◆ **INSTRUCTIONS TO FOLLOW**
How do the lines below between the ones holding "Setting a bound" and "-121,15 +121,15 @@", inclusive, read? Give them again exactly, with no other lines.

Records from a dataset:
——

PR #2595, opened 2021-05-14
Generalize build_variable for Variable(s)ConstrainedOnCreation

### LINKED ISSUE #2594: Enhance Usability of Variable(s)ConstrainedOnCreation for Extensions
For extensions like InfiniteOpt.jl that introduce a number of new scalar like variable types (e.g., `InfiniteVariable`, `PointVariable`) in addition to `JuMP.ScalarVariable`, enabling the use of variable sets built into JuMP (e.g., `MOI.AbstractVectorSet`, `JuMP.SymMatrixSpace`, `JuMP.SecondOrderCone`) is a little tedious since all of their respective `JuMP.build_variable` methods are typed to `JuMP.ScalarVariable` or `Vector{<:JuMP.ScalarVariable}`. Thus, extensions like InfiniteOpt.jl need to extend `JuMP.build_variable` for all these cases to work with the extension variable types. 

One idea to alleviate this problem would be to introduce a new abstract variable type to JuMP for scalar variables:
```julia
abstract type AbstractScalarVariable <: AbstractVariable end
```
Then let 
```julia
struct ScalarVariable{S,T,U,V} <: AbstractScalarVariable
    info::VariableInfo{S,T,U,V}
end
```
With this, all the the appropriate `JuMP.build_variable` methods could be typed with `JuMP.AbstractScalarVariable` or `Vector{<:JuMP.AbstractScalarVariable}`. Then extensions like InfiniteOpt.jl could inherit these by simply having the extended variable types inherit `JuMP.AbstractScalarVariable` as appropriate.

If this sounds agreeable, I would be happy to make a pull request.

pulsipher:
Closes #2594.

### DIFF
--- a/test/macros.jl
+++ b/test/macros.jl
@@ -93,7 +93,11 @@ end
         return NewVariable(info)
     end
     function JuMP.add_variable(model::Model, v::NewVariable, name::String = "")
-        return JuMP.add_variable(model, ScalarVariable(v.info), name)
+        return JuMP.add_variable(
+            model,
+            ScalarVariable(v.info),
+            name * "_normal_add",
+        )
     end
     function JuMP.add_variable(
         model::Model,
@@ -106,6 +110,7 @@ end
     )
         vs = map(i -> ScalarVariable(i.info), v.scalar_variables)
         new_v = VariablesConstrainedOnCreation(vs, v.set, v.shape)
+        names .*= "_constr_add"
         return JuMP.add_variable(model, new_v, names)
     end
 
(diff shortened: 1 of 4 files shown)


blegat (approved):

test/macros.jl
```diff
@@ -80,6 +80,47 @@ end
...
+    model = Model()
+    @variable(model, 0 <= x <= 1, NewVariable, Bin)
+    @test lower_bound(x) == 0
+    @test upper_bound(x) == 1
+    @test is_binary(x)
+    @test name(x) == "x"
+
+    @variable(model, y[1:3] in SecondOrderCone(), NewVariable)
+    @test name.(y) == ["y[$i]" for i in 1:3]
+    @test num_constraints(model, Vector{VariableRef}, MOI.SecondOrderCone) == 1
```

——

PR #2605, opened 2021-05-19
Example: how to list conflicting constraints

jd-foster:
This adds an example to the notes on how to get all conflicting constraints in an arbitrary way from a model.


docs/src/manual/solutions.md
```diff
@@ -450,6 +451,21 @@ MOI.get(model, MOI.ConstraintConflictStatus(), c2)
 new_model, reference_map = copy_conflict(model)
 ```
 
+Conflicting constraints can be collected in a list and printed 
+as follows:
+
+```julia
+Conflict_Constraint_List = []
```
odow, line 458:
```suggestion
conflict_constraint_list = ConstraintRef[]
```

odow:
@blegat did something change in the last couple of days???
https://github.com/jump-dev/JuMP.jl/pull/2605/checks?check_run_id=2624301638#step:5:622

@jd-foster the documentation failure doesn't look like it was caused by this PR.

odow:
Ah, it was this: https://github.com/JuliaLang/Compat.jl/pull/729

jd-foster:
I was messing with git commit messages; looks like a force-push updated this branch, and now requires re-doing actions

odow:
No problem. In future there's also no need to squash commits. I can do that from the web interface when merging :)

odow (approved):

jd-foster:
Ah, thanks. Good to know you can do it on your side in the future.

——

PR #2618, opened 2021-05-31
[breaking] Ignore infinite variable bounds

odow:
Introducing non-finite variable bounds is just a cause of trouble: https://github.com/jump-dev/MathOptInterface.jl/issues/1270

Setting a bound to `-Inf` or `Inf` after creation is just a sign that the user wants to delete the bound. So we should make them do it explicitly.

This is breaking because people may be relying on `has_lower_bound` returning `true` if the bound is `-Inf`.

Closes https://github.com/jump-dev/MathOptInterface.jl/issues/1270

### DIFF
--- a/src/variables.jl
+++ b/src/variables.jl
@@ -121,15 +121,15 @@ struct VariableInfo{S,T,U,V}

——

◆ **ANSWER BOX**
Setting a bound to `-Inf` or `Inf` after creation is just a sign that the user wants to delete the bound. So we should make them do it explicitly.

This is breaking because people may be relying on `has_lower_bound` returning `true` if the bound is `-Inf`.

Closes https://github.com/jump-dev/MathOptInterface.jl/issues/1270

### DIFF
--- a/src/variables.jl
+++ b/src/variables.jl
@@ -121,15 +121,15 @@ struct VariableInfo{S,T,U,V}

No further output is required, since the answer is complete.